May 17, 2004

A good use of test scores

In suburban NY, school report cards are impacting school board races:

Armed with facts and figures culled from the voluminous, data-rich report cards, a group of parents is endorsing candidates who support their push for a more back-to-basics approach...

Typically, anxiety over report card scores has been highest in New York City suburbs, Ernst said, where housing prices, frequently linked to the reputation of local schools, are astronomical. They've also been of concern in poor, urban school districts whose officials frequently say that if they have lower scores, they are reflection of the poverty rates in their communities.

Since its inception in 1997, release of New York's annual Report Card on the Schools has become a spring ritual, with students, teachers, administrators, real estate agents and, last but not least, parents, waiting eagerly for the scores...

Parents and students can use the results to compare their school with others across town, across the county, or clear across the state.

In Guilderland, the report card scores are fueling the latest incarnation of the perennial reading wars, which have raged for more than a decade. The issue has also spilled over into the board race in which five candidates are competing for three seats on a nine-member board. Three candidates are being backed by a group that is using report card scores to pick apart the district's elementary school reading program.

"You don't know if you are good or bad unless you have a point of comparison," said Melissa Mirabile, who heads a group of Guilderland parents who want the district to adopt a more structured reading program in the early grades.

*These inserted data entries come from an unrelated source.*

PR #840, opened 2024-11-25
Add docs for ports and services

maci3jka:
This PR adds to the documentation list of ports and services Canonical Kubernetes uses.
KU-1041

### DIFF
--- a/docs/src/snap/reference/ports-and-services.md
+++ b/docs/src/snap/reference/ports-and-services.md
@@ -1,0 +1,38 @@
+# Services and ports
+
+Services can be placed in two groups based on the network interface they bind to. Services binding to the localhost interface are only available from within the host. Services binding to the default host interface are available from outside the host and thus are subject to access restrictions.
+
+## Services binding to the default Host interface
+
+| Port  | Service         | Description/Access Restrictions                                                                          |
+|-------|-----------------|----------------------------------------------------------------------------------------------------------|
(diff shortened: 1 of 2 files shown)


docs/src/snap/reference/ports-and-services.md
```diff
@@ -0,0 +1,38 @@
...
+|-------|-----------------|-------------------------------------------------------------------------|
+| 9234  | cilium-operator | cilium-operator  Address to serve API requests.                         |
+| 9879  | cilium-agent    | TCP port for the Cilium agent health status API.                        |
+| 9890  | cilium-agent    | cilium agent [gops](https://github.com/google/gops) server endpoint.    |     
+| 9891  | cilium-operator | cilium-operator [gops](https://github.com/google/gops) server endpoint. |
+| 10248 | kubelet         | Localhost health check endpoint.                                        |
+| 10249 | kube-proxy      | Port for the metrics server.                                            |
+| 10256 | kube-proxy      | Port for binding the health check server.                               |
+ 
+## Containerd
```
nhennigan, line 32: This feels a bit out of place because there is no mention of sockets up to this point. Can we include it in the opening paragraph? Also maybe change the title of this section to be something along the lines of "Services exposed through unix sockets".

nhennigan (approved):
Thanks for implementing those changes. I think it flows a lot better now.

PR #842, opened 2024-11-26
Add testing level tags

bschimke95:
Introduce tags to mark tests for specific testing levels.

In a follow-up PR, the existing tests will be marked and then we can simply run e.g.
```
tox run -e integration -- --tags up_to_nightly
```
to execute all nightly tests.

### DIFF
--- a/tests/integration/tests/test_util/tags.py
+++ b/tests/integration/tests/test_util/tags.py
@@ -1,0 +1,12 @@
+#
+# Copyright 2024 Canonical, Ltd.
+#
+from pytest_tagging import combine_tags
+
+PULL_REQUEST = "pull_request"
+NIGHTLY = "nightly"
+WEEKLY = "weekly"
+
+# Those tags can be used for a convenient way to run multiple test levels.
+combine_tags("up_to_nightly", PULL_REQUEST, NIGHTLY)
+combine_tags("up_to_weekly", PULL_REQUEST, NIGHTLY, WEEKLY)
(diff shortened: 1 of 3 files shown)


tests/integration/tests/test_util/tags.py
```diff
@@ -0,0 +1,12 @@
...
+# Copyright 2024 Canonical, Ltd.
+#
+from pytest_tagging import combine_tags
+
+PULL_REQUEST = "pull_request"
+NIGHTLY = "nightly"
+WEEKLY = "weekly"
+
+# Those tags can be used for a convenient way to run multiple test levels.
+combine_tags("up_to_nightly", PULL_REQUEST, NIGHTLY)
```
HomayoonAlimohammadi, line 11: Do we also need to have an `UP_TO_NIGHTLY` const? I'm not sure how it's gonna be used, but I imagine it will be _something like_:
```python
@with_tag(SOME_TAG)
def my_test(...):
    ...
```

HomayoonAlimohammadi (approved):
Great work! Thanks a lot @bschimke95! LGTM. Just a minor question.

tests/integration/tests/test_util/tags.py
bschimke95: This is only a convenience for invoking the tests via tox.
`tox run -e integration -- --tags up_to_nightly`
A test only gets assigned one of PULL_REQUEST, NIGHTLY, WEEKLY

PR #844, opened 2024-11-26
Add proxy setting from/etc/environment to inspection report

maci3jka:
Adding proxy settings from `etc/environment` to the inspection report will help solve deployment problems.

KU-2197

### DIFF
--- a/k8s/scripts/inspect.sh
+++ b/k8s/scripts/inspect.sh
@@ -47,11 +47,6 @@ function is_service_active {
   systemctl status "snap.$service" | grep -q "active (running)"
 }
 
-function collect_proxy_from_environment {
-  log_info "Grep proxy form environment file to the final report tarball"
-  grep -i "proxy" /etc/environment > "$INSPECT_DUMP/proxy_in_etc_environment"
-}
-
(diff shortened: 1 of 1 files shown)


k8s/scripts/inspect.sh
```diff
@@ -47,6 +47,11 @@ function is_service_active {
   systemctl status "snap.$service" | grep -q "active (running)"
 }
 
+function collect_environment {
+  log_info "Copy environment file to the final report tarball"
+  cp -r --no-preserve=mode,ownership /etc/environment "$INSPECT_DUMP"
+}
```
eaudetcobello, line 53: I would be careful collecting this. We know that API keys and other sensitive information can be stored in environment variables, and if the user uploads this report to Github, that's no good.

Can you grep for the specific lines we want and only export those instead?

eaudetcobello (changes requested):

k8s/scripts/inspect.sh
maci3jka: makes sense

eaudetcobello (approved):

PR #845, opened 2024-11-26
Change busybox image registry to avoid rate limit errors

petrutlucian94:
Our tests use busybox and nginx images from dockerhub, however the CI jobs often fail due to rate limit errors.

We'll use images from GHCR instead, where the CI jobs are authenticated.

While at it, we'll configure our registry mirror to cache images from rocks.canonical.com.


ktsakalozos (approved):
LGTM +1

PR #848, opened 2024-11-27
Fix cilium ingress, Refactor string literals

HomayoonAlimohammadi:
### Overview
- Fixed Cilium ingress chart options according to https://github.com/cilium/cilium/blob/f221719170636b0e0da2c7b8227c18967a1201c8/install/kubernetes/cilium/values.yaml#L765-L774:
    - `defaultTLSSecret` was replaced by `defaultSecretName`
- Refactored string literals and added constants

### Note to reviewer
The `DefaultTLSSecret` field in the `Ingress` type is not changed because Contour ingress is using that field as well:
- https://github.com/canonical/k8s-snap/blob/main/src/k8s/pkg/k8sd/features/contour/ingress.go#L130-L132
- https://github.com/canonical/k8s-snap/blob/main/k8s/manifests/charts/ck-ingress-tls/templates/tlscertificatedelegation.yaml#L8
- https://github.com/canonical/k8s-snap/blob/main/k8s/manifests/charts/ck-ingress-tls/values.yaml#L4

### DIFF
--- a/src/k8s/pkg/k8sd/features/cilium/ingress.go
+++ b/src/k8s/pkg/k8sd/features/cilium/ingress.go
@@ -12,6 +12,14 @@ import (
 const (
 	IngressDeleteFailedMsgTmpl = "Failed to delete Cilium Ingress, the error was: %v"
 	IngressDeployFailedMsgTmpl = "Failed to deploy Cilium Ingress, the error was: %v"
+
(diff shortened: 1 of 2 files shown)


bschimke95 (approved):
LGTM, great stuff @HomayoonAlimohammadi

PR #850, opened 2024-11-27
Use test-level tags in CI

bschimke95:
# Summary

Adds a test level to each integration test and use them in the CI

# Rationale
The integration tests for each PR take way too long and test a lot of things that are very unlikely to break. It is sufficient to run those in the nightly test runs or even weekly (e.g. for conformance tests).

# Changes
* Assigns a test level to each integration test 
* ensures that the integration tests fail if a tag is missing for a test.
* minor refactoring to ensure pull_request level tests and nightly tests are not in the same file
* Use tags in the CI

Note that there is currently no weekly CI but I already added the tag for it. This is work for later.

### DIFF
--- a/.github/workflows/nightly-test.yaml
+++ b/.github/workflows/nightly-test.yaml
@@ -51,7 +51,7 @@ jobs:
           TEST_MIRROR_LIST: '[{"name": "ghcr.io", "port": 5000, "remote": "https://ghcr.io", "username": "${{ github.actor }}", "password": "${{ secrets.GITHUB_TOKEN }}"}, {"name": "docker.io", "port": 5001, "remote": "https://registry-1.docker.io", "username": "", "password": ""}, {"name": "rocks.canonical.com", "port": 5002, "remote": "https://rocks.canonical.com/cdk"}]'
         run: |
           export PATH="/home/runner/.local/bin:$PATH"
-          cd tests/integration && sg lxd -c 'tox -vve integration'
+          cd tests/integration && sg lxd -c 'tox -vve integration -- --tags up_to_nightly '
       - name: Prepare inspection reports
         if: failure()
         run: |
--- a/tests/integration/tests/test_annotations.py
+++ b/tests/integration/tests/test_annotations.py
@@ -80,14 +80,13 @@ def test_skip_services_stop_on_remove(instances: List[harness.Instance]):
     services = joining_cp.exec(
         ["snap", "services", "k8s"], capture_output=True, text=True
     ).stdout.split("\n")[1:-1]
-    print(services)
     for service in services:
         if "k8s-apiserver-proxy" in service:
             assert (
                 " inactive " in service
             ), "apiserver proxy should be inactive on control-plane"
         else:
-            assert " active " in service, "service should be active"
+            assert " active " in service, f"'{service}' should be active"
 
     cluster_node.exec(["k8s", "remove-node", worker.id])
     nodes = util.ready_nodes(cluster_node)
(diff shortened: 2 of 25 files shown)


.github/workflows/nightly-test.yaml
```diff
@@ -51,7 +51,7 @@ jobs:
           TEST_MIRROR_LIST: '[{"name": "ghcr.io", "port": 5000, "remote": "https://ghcr.io", "username": "${{ github.actor }}", "password": "${{ secrets.GITHUB_TOKEN }}"}, {"name": "docker.io", "port": 5001, "remote": "https://registry-1.docker.io", "username": "", "password": ""}, {"name": "rocks.canonical.com", "port": 5002, "remote": "https://rocks.canonical.com/cdk"}]'
         run: |
           export PATH="/home/runner/.local/bin:$PATH"
-          cd tests/integration && sg lxd -c 'tox -vve integration'
+          cd tests/integration && sg lxd -c 'tox -vve integration -- --tags up_to_nightly '
```
eaudetcobello, line 54: I don't see up_to_nightly defined anywhere?

eaudetcobello (approved):
Very useful change, thanks!

berkayoz (approved):
LGTM.

tests/integration/tests/test_annotations.py
```diff
@@ -0,0 +1,110 @@
...
+    # TODO: skip retrying this once the microcluster trust store issue is addressed.
+    util.stubbornly(retries=3, delay_s=5).on(cluster_node).exec(
+        ["k8s", "remove-node", joining_cp.id]
+    )
+    nodes = util.ready_nodes(cluster_node)
+    assert len(nodes) == 2, "cp node should have been removed from the cluster"
+    services = joining_cp.exec(
+        ["snap", "services", "k8s"], capture_output=True, text=True
+    ).stdout.split("\n")[1:-1]
+    print(services)
```
HomayoonAlimohammadi, line 83: Maybe we can remove this?

tests/integration/tests/test_annotations.py
```diff
@@ -0,0 +1,110 @@
...
+    for service in services:
+        if "k8s-apiserver-proxy" in service:
+            assert (
+                " inactive " in service
+            ), "apiserver proxy should be inactive on control-plane"
+        else:
+            assert " active " in service, "service should be active"
```
HomayoonAlimohammadi, line 90: Maybe we can include the name of the service for easier debugging here:
```suggestion
            assert " active " in service, f"'{service}' should be active"
```

HomayoonAlimohammadi (approved):
Great work, thanks a lot @bschimke95! LGTM. Just minor comments and questions.
I'm not sure I fully understand which tag should be applied to which each test.
AFAIU, we mark the core/critical functionalities with `PULL_REQUEST`, less critical ones with `NIGHTLY` and even less critical ones with `WEEKLY`. Overall I think this is definitely the right direction and we can tune those tags as needed in the future.

tests/integration/tests/test_version_upgrades.py
```diff
@@ -15,6 +15,7 @@
 @pytest.mark.skipif(
     not config.VERSION_UPGRADE_CHANNELS, reason="No upgrade channels configured"
 )
+@pytest.mark.tags(tags.NIGHTLY)
```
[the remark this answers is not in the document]
bschimke95: Rather expensive. We test up to 6 releases (once we have them) and install, bootstrap/restart, wait for everything to settle for every release. 
Let's keep it as a nightly run. We have those tests as part of the promotion CI. Hence, there is no way that we break the upgrades in a channel.

PR #853, opened 2024-11-27
Add download links to long files

nhennigan:
Added download links to longer files. I also replaced those files with an {literalinclude} so that they still appear in the docs the same way, but we only need to update one location in the future.


docs/src/assets/configuration.yaml
```diff
@@ -0,0 +1,11 @@
...
+     network:
+       enabled: true
+     dns:
+       enabled: true
+     local-storage:
+       enabled: true
+   extra-node-kubelet-args:
+     --reserved-cpus: "0-31"
+     --cpu-manager-policy: "static"
+     --topology-manager-policy: "best-effort"
```
bschimke95, line 11: nit: please add a newline - otherwise GH complains with this red circle

bschimke95 (approved):
LGTM, only a minor nit

docs/src/assets/configuration.yaml
nhennigan: Fixed thanks for pointing it out

bschimke95:
thanks, feel free to merge if everything is addressed.

PR #1507, opened 2022-08-04
Set points coordinates for BP curve coreloss.

### LINKED ISSUE #1490: Import curve and calculate coefficients using 'set_bp_curve_coreloss()' in Maxwell
Hi guys,
 
I’m trying to import an Induction vs. Loss (BP) curve in Maxwell and command to calculate some coefficients using the following script, but it does not work. Any ideas? It returns “true” but the following error happens:
 
mensagemErro_atribuicaoDeMaterial

Code:
self.material.set_bp_curve_coreloss([[0,0],[0.5,1.56],[1.0,3.54],[1.5,19.263],[2.0,40.85]],
                                                    kdc=0.001,
                                                    cut_depth=0.001,
                                                    punit="w/kg",
                                                    bunit="tesla",
                                                    frequency=50,
                                                    thickness="0.5mm")
 
Cheers

MaxJPRey:
The method `set_bp_curve_coreloss()` was not allowing the creation of the the point coordinates properly and consequently, the core loss curve was not updated.

image

Now the curve is created properly.

Fix #1490

### DIFF
--- a/_unittest/test_28_Maxwell3D.py
+++ b/_unittest/test_28_Maxwell3D.py
@@ -430,3 +430,16 @@ class TestClass(BasisTest, object):
             if bound.name == "Symmetry_Test_IsEven":
                 assert bound.type == "Symmetry"
                 assert not bound.props["IsOdd"]
+
+    def test_36_set_bp_curve_loss(self):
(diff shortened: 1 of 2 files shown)


Samuelopez-ansys (approved):
lgtm

PR #1511, opened 2022-08-05
Provide thickness to a new pad stack layer while defining the start layer.

### LINKED ISSUE #1505: No value provided for argument 'thickness' in PadstackLayer() call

Ms. Mirabile is a stockbrocker who waded through the data on the report card and didn't like what she found:

"The numbers started to jump out at me," she said. Among her findings: between 1999 and 2002, the percentage of students in the top of four scoring levels dropped from 30 to 25 percent. Statewide, it rose from 16 to 21 percent.

Broken out by school, the situation is even more stark, she contends.

Ms. Mirabile's response was to organize a pro-phonics parental group to endorse the election of three school board candidates who support that approach. My only question is - this is news? I mean, is this the first and only area in which parents have been perusing the accountability data and using that information to drive school board elections? If so, that's a shame.